Marseille accueille et partage des événements internationaux dans le cadre de son année 2013. Parmi ces rencontres étonnantes, celle de chapiteaux qui tentent de s’installer sur les multiples rives de la Méditerranée et de proposer des univers mêlant arts, technologies et surtout voyages.
Xavier Nataf : Dans le cadre de la présence israélienne de Marseille Provence 2013 Capitale Européenne de la Culture, on assiste à événement fantastique, une coproduction entre la France et Israël dans un domaine qu’on connaît assez peu, celui du cirque.

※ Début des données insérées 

PR #1473, opened 2024-04-24
Replace popup auth flow with redirect flow

spwoodcock:

- [x] 🍕 Feature
- [ ] 🐛 Bug Fix
- [ ] 📝 Documentation
- [ ] 🧑‍💻 Refactor
- [ ] ✅ Test
- [ ] 🤖 Build or CI

## Describe this PR

- Replaces popup based OSM login with a redirect flow (as popup is quite clunky).
- The redirect returns to `/osmauth` which handles getting the cookie from the backend and then redirecting again to the home page.
- During local development there is a hardcoded additional redirect that is required due to https://github.com/openstreetmap/openstreetmap-website/pull/4287
  - We accept the redirect from OSM to `http://127.0.0.1:7051` and then pass through the URL params (containing the authorisation code) to `http://fmtm.localhost:7050` for a seamless developer experience.
  - In production this additional redirect is not required.
  - If OSM accept the PR to use `localhost` in the OAuth redirect_uri, then we can remove this additional redirect, in addition to removing the port binding for 7051 on the frontend container.
- I also refactored / simplified the loginSlice store, and changed a few variable names for clarity.

@manjitapandey 

## Screenshots

image

- The popup based approach was slick using window.postMessage to avoid the restrictions imposed by OSM, but this is a nicer user experience IMO.

## Review Guide

- Login with both OSM and temp auth to test.


src/frontend/src/routes.jsx
varun2948, line 1: we can integrate a boolean value and use protectedroute component just based on that boolean value but going ahead on this PR for now

spwoodcock: That would be nice - we can add that in after 👍 

Something else that would be very cool is replacing `return <Navigate to="/" replace />;` in `ProtectedRoute` with something else to prevent calling the API `/summaries` endpoint on the homepage again.

Ideally we only want the login selection popup to show, but I couldn't work out how to do that! (probably using the approach you mention with a flag!)

Issue #1499, opened 2024-04-30
Form submissions bar chart not visible although submissions are made 


NSUWAL123:
**Describe the bug**
Although submissions are made via ODK, it is not reflected on the char since empty list is returned by the `/submission/submission_page/49?days=10` endpoint.

**To Reproduce**

1. Open network settings tab
2. Go to `project-submissions` page
3. Click the above mentioned API 
4. See empty list being returned

**Expected behavior**
If submissions are made, the endpoint should return submissions data.

**Screenshots**
![image](https://github.com/hotosm/fmtm/assets/81785002/5a86d127-ad66-4e42-95d0-f75a2e27381f)

PR #1509, opened 2024-05-08
Submissions in project dashboard and bar graph.

Sujanadh:

- [ ] 🍕 Feature
- [X] 🐛 Bug Fix
- [ ] 📝 Documentation
- [X] 🧑‍💻 Refactor
- [ ] ✅ Test
- [ ] 🤖 Build or CI

## Related Issue

- Related Issue #1499

## Describe this PR

This PR updates the project dashboard endpoint to correctly fetch the submission metadata from odk central which used to depend on the cached submissions in s3 that is not required now onwards as we can directly get it from odk central.

## Screenshots

image

## Review Guide

### DIFF
--- a/src/backend/app/projects/project_routes.py
+++ b/src/backend/app/projects/project_routes.py
@@ -64,7 +64,6 @@ from app.models.enums import (
 )
 from app.organisations import organisation_deps
 from app.projects import project_crud, project_deps, project_schemas
-from app.submissions import submission_crud
 from app.tasks import tasks_crud
 
 router = APIRouter(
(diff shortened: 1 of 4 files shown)


src/backend/app/projects/project_routes.py
```diff
@@ -1224,17 +1221,7 @@ async def project_dashboard(
     Returns:
         ProjectDashboard: The project dashboard details.
     """
-    data = await project_crud.get_dashboard_detail(db_project, db_organisation, db)
-
-    background_task_id = await project_crud.insert_background_task_into_database(
```
nrjadkry, line 1229: We are not saving the submission in s3 cache anymore?
Is fetching the data from central api everytime we need the submissions efficient ?  We should think of the case when there are thousands of submission json.

Sujanadh: yes we don't need to save the submissions for regular fetch we can do that directly from central, but we might have to consider it when downloading submissions , need to check the performance for that. if it is considerably good then no more s3 if not we not think about it.

Sujanadh: Later, if the performance doesn't meet expectations, we can create a separate endpoint to save submissions in s3 instead of running background tasks in every endpoint, which can be hit from the frontend whenever someone loads the submission table page.

nrjadkry: Okay, I am merging this PR for now.

Issue #1508, opened 2024-05-08
State loss whenever the submission page is reloaded.


Sujanadh:
**Describe the bug**
If the submission page or submission table is reloaded , the task list in both submission page and drop down in table doesn't appear.

**submission page**
![image](https://github.com/hotosm/fmtm/assets/109404840/21fb0202-ed81-4d91-96cb-6d38cdf66f97)

**submission table**
![Screenshot from 2024-05-08 17-33-37](https://github.com/hotosm/fmtm/assets/109404840/2fb5cbc5-4e40-49d3-a2c6-ebae84538079)

**To Reproduce**

1. Go to view infographics'
2. Reload the page
3. Scroll down to bottom
4. See blank
5. Click on table tab
6. Reload the page
7. Click on filter
8. Click on task id filter
9. See empty drop down list

**Expected behavior**
Task list shouldn't be lost even if the page is reloaded.

PR #1513, opened 2024-05-09
Fix/frontend state api issues

NSUWAL123:

- [ ] 🍕 Feature
- [x] 🐛 Bug Fix
- [ ] 📝 Documentation
- [ ] 🧑‍💻 Refactor
- [ ] ✅ Test
- [ ] 🤖 Build or CI

## Related Issue
- Related to #1508

## Describe this PR
This PR fix the following issues: 
1. Profile image not displaying due to incorrect image key
2. Relplace taskId with taskIndex on `Zoom to Task` click resolving page crash issue
3. UpdateReviewStateModal modal not opening issue solve by replacing `decodedProjectId` with `projectId`
4. Show default task review state to `recieved` if no `reviewState` is present
5. `/statuses` API fetch on projectSubmission initial render

## Screenshots
image
image

### DIFF
--- a/src/frontend/src/components/DialogTaskActions.jsx
+++ b/src/frontend/src/components/DialogTaskActions.jsx
@@ -30,20 +30,22 @@ export default function Dialog({ taskId, feature, map, view }) {
   const projectIndex = projectData.findIndex((project) => project.id == currentProjectId);
   const currentStatus = {
     ...taskBoundaryData?.[projectIndex]?.taskBoundries?.filter((task) => {
-      return task.id == taskId;
+      return task?.index == taskId;
     })?.[0],
   };
   const projectTaskActivityList = CoreModules.useAppSelector((state) => state?.project?.projectTaskActivity);
 
   useEffect(() => {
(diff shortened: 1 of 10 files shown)


NSUWAL123:
NOTE:
@spwoodcock, it seems that you removed the `task-submission`  API from front end as well as back end which is leading to issues.
1. Task List is being retrieved from that `task-submission` API. Currently, taskList is displayed if the user navigates to the projectSubmission page from projectDetails page. But if the user reloads on projectSubmissions page or goes directly to that page the taskList is not being displayed since the `/statuses` API is not being hit.
image
To solve this issue, I have included fetching `/statuses` API on projectSubmissions page as well. This is not an ideal solution but it's for a temporary fix. I don't see an alternative solution rather that using the previous `/task-completion` API on the project submission page. The `projects/:id` is also fetched on this page that returns `geojson`, `feature_count` but it doesn't return `submission_count`.

CC: @varun2948 @Sujanadh @nrjadkry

Orit Névo : Oui, du cirque contemporain. Dans le cadre de Marseille Provence 2013, on est venu me voir en 2010 afin de présenter une création. Je travaillais à l’époque sur un spectacle. Le ministère des Affaires étrangères israélien a estimé que ce serait intéressant de me présenter, avec d’autres compagnies de cirques, afin de savoir si des coopérations avec la région pouvaient se mettre en place pour la préparation de l’année où Marseille serait la capitale européenne de la culture. Lors de ma venue, on m’a présenté à Guy Carrara, le directeur de la compagnie Archaos. Il est également le directeur du Pôle National des Arts du Cirque Méditerranée, avec Raquel Rache de Andrade et Michel Almon et Thierry Dion. On a décidé de mettre en œuvre plusieurs collaborations, dont celle-ci qui s’appelle « Somewhere and nowhere ». On l’a écrit ensemble et on aura la chance de la présenter dans le cadre du festival le 22 février.
Quelle est la situation du cirque contemporain en Israël ?
Il n’a pas beaucoup évolué. Il se trouve aujourd’hui dans l’état où se trouvait le cirque français au 19e siècle. Il se passe principalement dans la rue. Aucun lieu ne programme des spectacles de cirque régulièrement. En 2011, en compagnie d’une bande de fous, j’ai monté le premier chapiteau israélien. Cela pendant trois ans. On y programmait que des spectacles de cirque, faisant même venir des compagnies françaises. Mais en 2005, on a dû fermer le cirque. Et rien n’a été proposé depuis. Les spectacles se déroulent à nouveau dans la rue. Je dois admettre que j’ai eu la chance depuis 15 ans de pouvoir travailler avec la France. Je crée des spectacles entiers, je les mets en scène.
En ce qui concerne votre collaboration avec le cirque Archaos à Marseille, il est question de ports, d’identités, allées et de venues…
Et d’immigration, oui. C’est l’histoire de la Méditerranée, mais en fait il s’agit de l’histoire de l’humanité entière. On parle d’immigration dans le sens le plus général du terme, dans toute l’histoire. Des images vidéos apparaissent le long du spectacle, montrant des moments importants dans l’immigration internationale. Chaque personnage dans le spectacle traite aussi à sa manière l’immigration de façon très intime. Et les relations entre les personnages se forment, voguant sur les états d’âme des immigrants qui ont laissé derrière eux le rêve d’un avenir meilleur dans un ailleurs probable. On retrouve donc à la fois une dimension intime et une dimension globale.
Quels sont les dispositifs ?
Ecrans vidéos, machines et surtout une porte d’entrée au service d’immigration, qui permet le passage à l’ailleurs, où le tampon est donné pour l’avenir. On se met en file devant cette porte plusieurs fois pendant le spectacle pour pouvoir passer. Il y a une corde lisse, un trapèze, de la danse, de l’acrobatie, du jonglage et un jeu d’acteur. Tout cela sur un fond musical écrit par Dori Ben Zeev et Asaf Librati. Cinq artistes se retrouvent sur scène.
Cette une chance réciproque pour une compagnie israélienne de pouvoir échanger avec d’autres pays et notamment la France ?
Oui, surtout la France. C’est le pays qui a dédié le plus de réflexion, de travail, de création, de recherche, des moyens dans le domaine du cirque contemporain. C’est un rêve de pouvoir travailler dans ce pays et d’y présenter des spectacles. Celui que nous présentons maintenant est très important pour moi, car la collaboration avec Guy Carrara et la compagnie Archaos est très étroite, comme si on se connaissait depuis vingt ans. On travaille très bien ensemble pour l’écriture, la mise en scène… C’est un grand privilège pour nous de pouvoir travailler avec une compagnie aussi prestigieuse. On a passé un très bon moment ensemble, une formidable année de création.